Data librarians use a variety of strategies for managing and normalizing dates. This represents a huge gap in our data management toolkit, given the prevalence of date data and our expertise with standardization. Date-time formatting should be considered within the suite of regular research data management advice that data librarians dispense. This commentary asserts that data librarians should adopt the international date standard ISO 8601 to format dates and liberally advise researchers to do the same.
As librarians, we are familiar with standards and it should come as no surprise that a standard exists for formatting dates. ISO 8601 was first developed in 1988, bringing together several existing ISO standards for date and time. It is currently in its third edition, dating from 2004, with updates expected in the near future. Other ISO 8601-based date and time standards exist, such as the W3 Note on Date and Time Formats and RF3339, with more non-ISO 8601 standards within specific cultures and software tools.
There are many benefits to using a consistent date format and ISO 8601 in particular. Consistent dates are easier to process and easier to reformat, if necessary, and can reduce ambiguity regarding the exact date to which a value refers. ISO 8601 is an internationally recognized standard that can be used to create that consistency. The standard comes with added benefits that the format is extensible, allows for sorting, and enables mathematical comparison between dates. For extensibility, the standard actually consists of several different variants under one umbrella standard, allowing researchers to also include extra information like time (more on this below). With respect to sorting, ISO 8601 formatted dates sort chronologically as information is ordered from largest unit of time to smallest; this gives the standard an edge in usability. Finally, ISO 8601 expresses all date information numerically, which facilitates easier calculation and comparison when using dates as data. Given the prevalence of dates in research data, ISO 8601 is a natural standard to adopt.

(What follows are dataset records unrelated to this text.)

PR #234, opened 2022-05-06
Request coalescing 

Kulezi:


transport/conn.go
```diff
@@ -44,13 +44,58 @@ type ConnMetrics struct {
...
+
+		time.Sleep(waitTime)
+	}
+}
+
+func (cs *coalescingStrategy) update() {
+	if cs.last.IsZero() {
+		cs.last = time.Now()
+		return
+	}
```
mmatczuk, line 76: Can we init that upfront and remove the if?

transport/conn.go
```diff
@@ -44,13 +44,58 @@ type ConnMetrics struct {
 	InQueue  atomic.Uint32
 }
 
+type coalescingStrategy struct {
```
mmatczuk, line 47: conn is quite full, maybe we can move it to coalescing.go ?

mmatczuk:
Looks nice - this would benefit from some comments thought

transport/conn.go
```diff
@@ -44,13 +44,58 @@ type ConnMetrics struct {
...
+	gaps  [16]time.Duration
```
mmatczuk, line 48: 16 could be a const or a constructor param.

transport/conn.go
```diff
@@ -44,13 +44,58 @@ type ConnMetrics struct {
...
+func (cs *coalescingStrategy) update() {
+	if cs.last.IsZero() {
+		cs.last = time.Now()
+		return
+	}
+
+	gap := time.Since(cs.last)
+	cs.last = time.Now()
+	cs.total += gap - cs.gaps[cs.pos]
+	cs.gaps[cs.pos] = gap
```
mmatczuk, line 81: I'm not sure about this code
- it looks like the array is nit needed and you could do with the last value only
- it looks like in L80 we calculate difference between current and last batch

Kulezi:
Results of running benchmarks on my local machine (Intel® Core™ i7-6700HQ CPU @ 2.60GHz × 8, 16GB RAM):

No wait at all: 10893ms on average
nowait

Waiting for double of moving average of last 16 gaps between sends: 9976 ms on average
movingavg

Fixed 1ms wait: 9373 ms on average
fixed

mmatczuk:
Thanks for the nice work but it seems dumb small sleep works best.
I added it in 25253d73.

PR #236, opened 2022-05-06
cmd/benchtab: fix async mode

mmatczuk:
Async mode was broken - test would never end.
The root cause was copying `nextBatchStart int64` to massAsyncQuery and then getting the address of it.

This patch contains a refactoring
* massAsyncQuery is inlined
* massAsyncXXX is renamed to asyncXXX
* batch-size can be set from command line


mmatczuk:
FYI @Choraden there was a bug in the test code

PR #242, opened 2022-05-08
frame: added fuzzing configurations to result

Neofine:


.golangci.yml
```diff
@@ -76,3 +76,7 @@ issues:
       linters:
         - dupl
         - thelper
+    - path: _test_input\.go
```
Neofine, line 79: Should we break lines at 120 in the input test file or set linter to ignore it?

frame/response/result_fuzz_test_input.go
```diff
@@ -0,0 +1,53 @@
+package response
+
+var rowsResultTests = [][]byte{
```
Neofine, line 3: If there is need plenty more rows results can be added.

Neofine:
Is there any other important part of frame that configurations should be added?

As mentioned above, ISO 8601 is a standard comprised of several variants. The most readily adoptable are the date formats YYYY-MM-DD or YYYYMMDD. So September 1, 1991 would be written as either 1991-09-01 or 19910901. Both are acceptable under the ISO 8601 standard, though the version with dashes is more human readable. Adoption of one or the other may also depend on software requirements or character limitations.
A few other useful formats under the ISO 8601 umbrella include:
- Year and month: YYYY-MM (e.g., 1991-09)
- Year: YYYY (e.g., 1991)
- Date and time: YYYY-MM-DDTHH:MM:SS (e.g., 1991-09-01T11:00:00)
- Year and week: YYYY-Www (e.g., 1991-W35)
- Year, week, and day: YYYY-Www-D (e.g., 1991-W35-7)
- Year and ordinal day: YYYY-DDD (e.g., 1991-244)
Note that the week starts on Monday and time uses a 24-hour clock. It is too much to cover every ISO 8601 variation in this short commentary—see the standard itself for more specifics—but this list of most useful variations highlights the standard’s breadth. While YYYY-MM-DD is probably the most commonly used format, specific research needs will dictate the use of other variants.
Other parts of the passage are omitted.